Stored data:
PR #550, opened 2018-01-03
Pt 154020800 aec sync mempool fetch

ThomasArts:
Small steps: split PT-153857451 into some smaller taks, of which this is the first.

Fixes two errors: 
1) shall not fetch mempool of chain with different genesis block
2) Don't match on found key... key may be different due to aliassing and normalization

Prepare for utf8 encoding of URIs, clearer types and propare for making peer() an opaque type. Basically not using it in API of external modules (such as tests).

### DIFF
--- a/apps/aecore/src/aec_peers.erl
+++ b/apps/aecore/src/aec_peers.erl
@@ -1,7 +1,7 @@
 %%%=============================================================================
 %%% @copyright 2017, Aeternity Anstalt
 %%% @doc
-%%%    Module storing peers list and providing funtionc for peers interaction
+%%%    Module storing peers list and providing funtions for peers interaction.
 %%% @end
 %%%=============================================================================
 -module(aec_peers).
@@ -40,6 +40,9 @@
 -endif.
 
 -include("peers.hrl").
+-define(MIN_PING_INTERVAL,   3000).
+-define(MAX_PING_INTERVAL, 120000).
+
 
 -type uri() :: http_uri:uri().
 -type get_peer_result() :: {ok, peer()} | {error, string()}.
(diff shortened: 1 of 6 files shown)


apps/aecore/src/aec_sync.erl
```diff
@@ -80,37 +80,35 @@ local_ping_object() ->
...
-                                  ok;
-                             true ->
-                                  start_sync(Src)
-                          end
-                  end,
-                  ok;
-              _ ->
-                  {error, different_genesis_blocks}
-          end,
-    fetch_mempool(Src),
```
velzevur: Nice catch

apps/aecore/src/aec_peers.erl
```diff
@@ -40,6 +40,9 @@
 -endif.
 
 -include("peers.hrl").
+-define(MIN_PING_INTERVAL,   3000).
+-define(MAX_PING_INTERVAL, 120000).
+
 
 -type uri() :: http_uri:uri().
```
uwiger: Why keep this type around when it's not being used anymore?

ThomasArts: It's the next refactoring. It's still in quite a few places in this code.

apps/aecore/src/aec_peers.erl
```diff
@@ -51,14 +54,14 @@
 %%------------------------------------------------------------------------------
 %% Add peer by url or supplying full peer() record. Try to connect.
 %%------------------------------------------------------------------------------
--spec add(uri() | peer()) -> ok.
+-spec add(http_uri:uri() | peer()) -> ok.
```
lucafavatella: If touching the spec-ing using this type, I understand this is not the way to go as this type is documented but not actually exported by `http_uri` module.

PR #553, opened 2018-01-03
PT-154027381 Difficulty reporting

lucafavatella:
This is a by-product of difficulty reporting-related investigation in environments.
This change does not introduce functional changes, though it is a small clarification.

Cc @dincho


lucafavatella:
Opening enhanced one.

PR #554, opened 2018-01-04
Wrap tester_keys_password in single quotes

dincho:
Otherwise it cannot contain spaces

https://www.pivotaltracker.com/story/show/154046229


dincho:
> For your information: the right word is "quote". There are single quotes ' and double quotes ".

Oh, It's a rushing mistake :) Thanks.

PR #556, opened 2018-01-04
Remove the notion of aliases from aec_peers

ThomasArts:
In the aec_peers modules there is a notion of aliases of a certain peer. This is a legacy notion to deal with the different names that localhost can have. We deal with that in configurations now and can remove the aliases for that part.

Aliases as implemented at the moment are unclear. We do trust any incoming URL even if it is not a valid URL to replace the URL we have used to approach the peer. This might be good in a trusted environment, it seems risky to just trust any peer's source response and start talking to that peer instead. Moreover, a lot of code deals with administering the hash of the different peer, even if that peer is basically the same, but has an extra path, the hash will change.

[finish PT-154024594]

### DIFF
--- a/apps/aecore/src/aec_peers.erl
+++ b/apps/aecore/src/aec_peers.erl
@@ -11,7 +11,6 @@
 %% API
 -export([add/1,
          add/2,
-         register_source/2,
          add_and_ping_peers/1,
          block_peer/1,
          unblock_peer/1,
@@ -20,7 +19,6 @@
          info/0,
          info/1,
          all/0,
-         aliases/0,
          get_random/0,
          get_random/1,
          get_random/2,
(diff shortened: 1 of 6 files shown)


uwiger:
Shouldn't "source" also be removed from the ping_object? (in aec_sync)

uwiger:
Currently, the "source" element in the ping_object is treated as mandatory ([here](https://github.com/aeternity/epoch/blob/master/apps/aecore/src/aec_sync.erl#L82)). If we're not actually using it for anything, at least there is no need for that.

ThomasArts:
We could remove the course field, because it seems ot to be used... but I only see the aecore parts, probably mobile apps or other browsers use it for logging or so?

dincho:
Removing the usage of ping source address would be great security improvement. I mentioned my concerns about it a couple of times already.

I didn't found time to write a PoC but I think the network could be attacked with "Smurf" like attack ATM.

ThomasArts:
The source is only used for incoming pings, but for outgoing pings, the response source is ignored and the original peer uri is used instead. Meaning, we cannot be fooled to block a different peer then we pinged.

PR #558, opened 2018-01-05
PT-154027381 Non-stale chain total difficulty metric

lucafavatella:
Fixed by disabling exometer cache for total difficulty metric - that is currently affected by a race condition and should have negligible impact on performance.

Finishes [PT-154027381](https://www.pivotaltracker.com/story/show/154027381).
Supersedes PR GH-553.

### DIFF
--- a/apps/aecore/src/aec_metrics.erl
+++ b/apps/aecore/src/aec_metrics.erl
@@ -54,6 +54,7 @@ default_dests() ->
 update(Metric, Value) ->
     exometer:update(Metric, Value).
 
+-spec try_update([atom(), ...], number()) -> ok | {error, not_found}.
 try_update(Metric, Value) ->
     try update(Metric, Value)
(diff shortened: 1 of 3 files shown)


uwiger:
Can you expand on what the race condition is?

uwiger:
Sorry, I see that you've done so: https://github.com/Feuerlabs/exometer_core/issues/105

apps/aecore/src/aec_metrics.erl
```diff
@@ -54,6 +54,7 @@ default_dests() ->
 update(Metric, Value) ->
     exometer:update(Metric, Value).
 
+-spec try_update([atom(), ...], number()) -> ok | {error, not_found}.
```
uwiger: I think using the exported type `exometer:name()` would be more appropriate.

PR #1350, opened 2018-07-18
PT-159135120 Store docker localnet beneficiary keypair in repo

zp-sd:


docs/docker.md
```diff
@@ -133,6 +133,9 @@ docker run -d -p 3013:3013 \
 Small local network (not connected to testnet) can be created with `docker-compose`.
 It runs three nodes using the `mean16s-generic` miner (fastest generic miner) and a proxy server to allow CORS.
 
+All local network nodes have `ak$25MZX3BXYP32YDPGWsJqYZ6CgWnqD93VdpCYaTk6KsThEbeFJX` set as node beneficiary (for more details on beneficiary see [configuration documentation](configuration.md#beneficiary-account)).
+Public-private keypair of `ak$25MZX3BXYP32YDPGWsJqYZ6CgWnqD93VdpCYaTk6KsThEbeFJX` beneficiary can be found [here](https://github.com/aeternity/epoch/tree/master/docker/keys/beneficiary).
```
lucafavatella: I am a bit concerned of the pointer to master here. As we tag&release, and a user may fetch docker compose from tag, how does that link behave?

zp-sd: That always master I think. We may change it after tag & release? 🤔 I see no better solution..

lucafavatella: We refer to this document [only as online reference in tag](https://github.com/aeternity/epoch/blame/efe39cc79e7da76c6525e63b59b51cb976c028e8/docs/release-notes/RELEASE-NOTES-0.18.0.md#L44): please replace with local reference (`/docker/keys/beneficiary`?).

lucafavatella: > We may change it after tag & release?

I would prefer avoiding release burden. See my alternative solution.

dincho: Can we just publish the private key in the docs?

lucafavatella: > Can we just publish the private key in the docs?

That would be fine too. Or comment in config.

zp-sd: @lucafavatella @dincho Local reference works just fine, thanks!

PR #1354, opened 2018-07-18
Put Base58-encoded private key into docker docs

zp-sd:


docs/docker.md
```diff
@@ -135,6 +135,7 @@ It runs three nodes using the `mean16s-generic` miner (fastest generic miner) an
 
 All local network nodes have `ak$25MZX3BXYP32YDPGWsJqYZ6CgWnqD93VdpCYaTk6KsThEbeFJX` set as node beneficiary (for more details on beneficiary see [configuration documentation](configuration.md#beneficiary-account)).
 Public-private keypair of `ak$25MZX3BXYP32YDPGWsJqYZ6CgWnqD93VdpCYaTk6KsThEbeFJX` beneficiary can be found [here](/docker/keys/beneficiary).
+Base58-encoded form of private key, which matches above beneficiary public key: `6gLDkfCvx6emMtT7Fxnq9hZ4PModX8jfsmtHmJfxDc6eJADnun69DsW8H3pYDzWULopyhhhDmQxuAuYfUMmd2bZRQW85u`.
```
lucafavatella: base58? base58check? Maybe `ak$` prefix?

zp-sd: I don't think `ak$` prefix for private key is necessary. @dadaphl do you need it?

zp-sd: @lucafavatella Yes, changed to `Base58Check`, this is more accurate.

PR #1357, opened 2018-07-18
PT-159137219 CORS headers for 404 returns in nginx config in docker-compose

dadaphl:
This will set CORS headers also for requests resulting in a 404 in the docker-compose setup's proxy. This is necessary because errors and missing content usually returns a 404 from the API. Clients would not have access to the error messages.

### DIFF
--- a/docker/nginx-cors.conf
+++ b/docker/nginx-cors.conf
@@ -4,31 +4,31 @@
 #
 
 if ($request_method = 'OPTIONS') {
-    add_header 'Access-Control-Allow-Origin' '*';
-    add_header 'Access-Control-Allow-Methods' 'GET, POST, OPTIONS';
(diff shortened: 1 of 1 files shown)


docker/nginx-cors.conf
```diff
@@ -4,31 +4,31 @@
 #
 
 if ($request_method = 'OPTIONS') {
-    add_header 'Access-Control-Allow-Origin' '*';
-    add_header 'Access-Control-Allow-Methods' 'GET, POST, OPTIONS';
+    add_header 'Access-Control-Allow-Origin' '*' always;
```
lucafavatella: I see http://nginx.org/en/docs/http/ngx_http_headers_module.html#add_header so seems fine.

#### [About this exercise]
Looking at the entries above, report how many of their lines include "race", and add nothing else.

#### [Answer]
2